Where in the data below does the word "replace" appear? Copy each line that holds it.

[Collected data entries]
>>>

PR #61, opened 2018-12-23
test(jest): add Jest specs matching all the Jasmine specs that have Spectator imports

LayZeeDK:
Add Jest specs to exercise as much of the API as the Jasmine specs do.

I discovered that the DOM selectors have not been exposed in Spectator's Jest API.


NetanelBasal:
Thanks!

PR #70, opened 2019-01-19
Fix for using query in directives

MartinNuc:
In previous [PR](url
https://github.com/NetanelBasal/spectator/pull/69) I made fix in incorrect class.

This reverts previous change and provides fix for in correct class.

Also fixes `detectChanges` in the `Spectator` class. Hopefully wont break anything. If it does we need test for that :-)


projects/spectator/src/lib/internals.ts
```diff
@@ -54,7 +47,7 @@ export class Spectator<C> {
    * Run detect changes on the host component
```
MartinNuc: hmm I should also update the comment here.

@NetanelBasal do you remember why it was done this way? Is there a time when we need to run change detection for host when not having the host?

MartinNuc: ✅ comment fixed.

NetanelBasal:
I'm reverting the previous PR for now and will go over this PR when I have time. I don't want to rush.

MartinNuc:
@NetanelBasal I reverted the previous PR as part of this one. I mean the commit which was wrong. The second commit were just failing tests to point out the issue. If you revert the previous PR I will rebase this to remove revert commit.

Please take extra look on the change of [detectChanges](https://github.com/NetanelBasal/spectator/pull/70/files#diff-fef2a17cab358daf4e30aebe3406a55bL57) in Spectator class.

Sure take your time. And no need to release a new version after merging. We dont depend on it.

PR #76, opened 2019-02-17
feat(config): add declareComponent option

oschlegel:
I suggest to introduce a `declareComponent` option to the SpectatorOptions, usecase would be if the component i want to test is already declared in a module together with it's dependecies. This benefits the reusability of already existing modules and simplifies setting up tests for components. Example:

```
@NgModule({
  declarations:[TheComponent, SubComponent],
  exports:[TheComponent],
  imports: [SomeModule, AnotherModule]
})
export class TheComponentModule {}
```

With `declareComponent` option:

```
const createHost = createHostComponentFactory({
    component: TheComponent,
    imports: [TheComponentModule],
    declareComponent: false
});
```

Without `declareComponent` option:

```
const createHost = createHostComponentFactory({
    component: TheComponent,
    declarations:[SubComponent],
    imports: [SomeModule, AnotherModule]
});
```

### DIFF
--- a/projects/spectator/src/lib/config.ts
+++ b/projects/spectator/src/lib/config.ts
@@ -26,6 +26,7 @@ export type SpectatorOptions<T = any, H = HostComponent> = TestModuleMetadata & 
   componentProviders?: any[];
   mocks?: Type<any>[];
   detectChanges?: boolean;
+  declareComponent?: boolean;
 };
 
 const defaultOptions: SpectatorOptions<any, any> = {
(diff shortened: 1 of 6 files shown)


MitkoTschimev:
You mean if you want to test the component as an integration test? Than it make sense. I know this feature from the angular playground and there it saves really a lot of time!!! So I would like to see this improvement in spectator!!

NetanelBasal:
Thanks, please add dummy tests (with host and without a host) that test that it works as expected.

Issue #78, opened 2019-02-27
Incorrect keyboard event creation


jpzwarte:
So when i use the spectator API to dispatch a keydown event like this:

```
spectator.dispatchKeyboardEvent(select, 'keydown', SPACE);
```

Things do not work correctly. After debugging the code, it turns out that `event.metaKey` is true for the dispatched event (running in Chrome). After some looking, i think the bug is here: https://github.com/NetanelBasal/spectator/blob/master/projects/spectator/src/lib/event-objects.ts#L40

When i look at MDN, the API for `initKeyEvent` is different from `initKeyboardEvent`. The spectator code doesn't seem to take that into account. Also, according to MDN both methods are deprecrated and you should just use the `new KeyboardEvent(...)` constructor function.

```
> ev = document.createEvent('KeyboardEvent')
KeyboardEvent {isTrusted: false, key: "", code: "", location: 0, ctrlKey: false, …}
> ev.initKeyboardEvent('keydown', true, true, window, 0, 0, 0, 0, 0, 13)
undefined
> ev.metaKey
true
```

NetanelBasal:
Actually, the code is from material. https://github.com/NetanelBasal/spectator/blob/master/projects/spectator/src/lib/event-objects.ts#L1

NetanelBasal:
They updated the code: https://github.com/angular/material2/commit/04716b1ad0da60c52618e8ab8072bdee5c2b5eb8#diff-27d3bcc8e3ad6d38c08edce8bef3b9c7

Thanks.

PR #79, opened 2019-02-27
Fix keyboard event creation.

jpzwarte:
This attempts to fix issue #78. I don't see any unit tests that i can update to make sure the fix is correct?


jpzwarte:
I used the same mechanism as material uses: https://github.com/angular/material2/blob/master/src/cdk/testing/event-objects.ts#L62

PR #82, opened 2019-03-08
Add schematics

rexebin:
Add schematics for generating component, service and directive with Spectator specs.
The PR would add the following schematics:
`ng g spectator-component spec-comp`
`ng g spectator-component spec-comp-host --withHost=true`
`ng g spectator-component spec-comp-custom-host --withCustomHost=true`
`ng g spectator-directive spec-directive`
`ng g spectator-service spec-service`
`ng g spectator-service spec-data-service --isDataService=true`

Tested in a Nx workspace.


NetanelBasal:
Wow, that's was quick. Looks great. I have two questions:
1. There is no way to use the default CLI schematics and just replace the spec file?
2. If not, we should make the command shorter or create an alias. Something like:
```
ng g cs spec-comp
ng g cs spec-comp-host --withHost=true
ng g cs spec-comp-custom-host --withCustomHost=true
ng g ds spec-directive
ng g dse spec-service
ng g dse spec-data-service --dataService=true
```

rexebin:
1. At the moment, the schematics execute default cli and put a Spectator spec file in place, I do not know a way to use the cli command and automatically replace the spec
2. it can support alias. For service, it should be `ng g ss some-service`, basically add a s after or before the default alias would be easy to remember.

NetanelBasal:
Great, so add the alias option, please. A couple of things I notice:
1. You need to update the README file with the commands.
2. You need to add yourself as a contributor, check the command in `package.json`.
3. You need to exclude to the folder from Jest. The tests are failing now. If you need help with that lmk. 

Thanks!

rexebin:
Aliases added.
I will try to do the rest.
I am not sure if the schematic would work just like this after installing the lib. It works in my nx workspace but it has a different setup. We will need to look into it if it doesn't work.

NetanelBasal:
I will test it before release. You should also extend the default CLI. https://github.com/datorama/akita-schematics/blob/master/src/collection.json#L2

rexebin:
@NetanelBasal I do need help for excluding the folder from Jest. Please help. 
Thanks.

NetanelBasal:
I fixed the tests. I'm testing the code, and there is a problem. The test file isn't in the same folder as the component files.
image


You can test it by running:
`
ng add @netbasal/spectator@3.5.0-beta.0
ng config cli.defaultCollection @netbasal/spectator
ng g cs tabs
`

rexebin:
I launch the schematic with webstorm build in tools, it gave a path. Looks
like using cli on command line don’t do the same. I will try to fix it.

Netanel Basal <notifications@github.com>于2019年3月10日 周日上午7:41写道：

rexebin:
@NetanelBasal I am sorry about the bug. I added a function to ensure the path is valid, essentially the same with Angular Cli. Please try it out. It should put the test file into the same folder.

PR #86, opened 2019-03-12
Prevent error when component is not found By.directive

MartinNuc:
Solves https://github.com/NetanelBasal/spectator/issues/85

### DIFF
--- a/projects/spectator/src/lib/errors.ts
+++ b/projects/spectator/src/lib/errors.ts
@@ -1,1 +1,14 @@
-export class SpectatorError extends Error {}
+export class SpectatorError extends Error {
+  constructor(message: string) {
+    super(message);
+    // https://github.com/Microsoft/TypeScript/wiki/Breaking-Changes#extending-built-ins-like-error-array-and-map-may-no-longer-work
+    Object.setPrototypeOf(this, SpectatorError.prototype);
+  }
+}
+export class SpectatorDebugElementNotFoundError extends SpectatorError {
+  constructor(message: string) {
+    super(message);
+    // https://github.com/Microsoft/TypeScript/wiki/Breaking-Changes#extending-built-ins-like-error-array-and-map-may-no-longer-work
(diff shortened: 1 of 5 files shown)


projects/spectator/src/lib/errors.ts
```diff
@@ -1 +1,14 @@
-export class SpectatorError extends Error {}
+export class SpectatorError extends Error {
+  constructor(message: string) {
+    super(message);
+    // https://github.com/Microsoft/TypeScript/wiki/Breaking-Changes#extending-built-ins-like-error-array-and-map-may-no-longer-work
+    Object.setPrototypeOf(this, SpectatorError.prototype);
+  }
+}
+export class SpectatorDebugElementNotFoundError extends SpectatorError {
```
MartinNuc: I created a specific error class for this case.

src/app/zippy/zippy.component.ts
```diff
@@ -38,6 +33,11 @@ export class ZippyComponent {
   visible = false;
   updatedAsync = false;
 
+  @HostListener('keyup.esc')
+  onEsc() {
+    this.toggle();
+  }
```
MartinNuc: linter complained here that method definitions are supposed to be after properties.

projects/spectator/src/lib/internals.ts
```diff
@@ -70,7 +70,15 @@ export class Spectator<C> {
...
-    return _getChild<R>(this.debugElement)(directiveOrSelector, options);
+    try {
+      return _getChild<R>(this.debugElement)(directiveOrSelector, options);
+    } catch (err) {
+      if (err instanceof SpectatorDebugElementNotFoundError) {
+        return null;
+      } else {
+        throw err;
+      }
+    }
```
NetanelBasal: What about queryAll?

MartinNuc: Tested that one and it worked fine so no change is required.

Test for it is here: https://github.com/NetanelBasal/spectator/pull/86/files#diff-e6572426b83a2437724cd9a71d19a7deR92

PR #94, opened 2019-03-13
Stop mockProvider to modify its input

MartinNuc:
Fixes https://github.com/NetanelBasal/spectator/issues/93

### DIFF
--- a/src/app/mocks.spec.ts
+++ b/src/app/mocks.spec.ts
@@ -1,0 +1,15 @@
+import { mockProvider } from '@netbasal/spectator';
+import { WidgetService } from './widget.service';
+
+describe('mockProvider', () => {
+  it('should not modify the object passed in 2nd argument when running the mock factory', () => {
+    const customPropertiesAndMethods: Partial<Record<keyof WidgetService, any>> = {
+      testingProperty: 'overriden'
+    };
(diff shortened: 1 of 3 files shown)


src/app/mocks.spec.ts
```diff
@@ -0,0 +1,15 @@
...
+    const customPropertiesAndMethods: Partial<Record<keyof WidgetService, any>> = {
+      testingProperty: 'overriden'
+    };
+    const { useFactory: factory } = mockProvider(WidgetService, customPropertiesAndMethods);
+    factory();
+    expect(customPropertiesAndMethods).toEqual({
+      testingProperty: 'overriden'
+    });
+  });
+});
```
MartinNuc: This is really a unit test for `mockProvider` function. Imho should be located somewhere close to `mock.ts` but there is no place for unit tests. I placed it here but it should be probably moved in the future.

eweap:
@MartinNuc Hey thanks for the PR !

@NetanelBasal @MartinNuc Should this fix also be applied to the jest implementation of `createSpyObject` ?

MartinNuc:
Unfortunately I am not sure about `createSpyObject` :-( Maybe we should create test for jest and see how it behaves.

<<<

» Answer to the exercise
1. There is no way to use the default CLI schematics and just replace the spec file?
1. At the moment, the schematics execute default cli and put a Spectator spec file in place, I do not know a way to use the cli command and automatically replace the spec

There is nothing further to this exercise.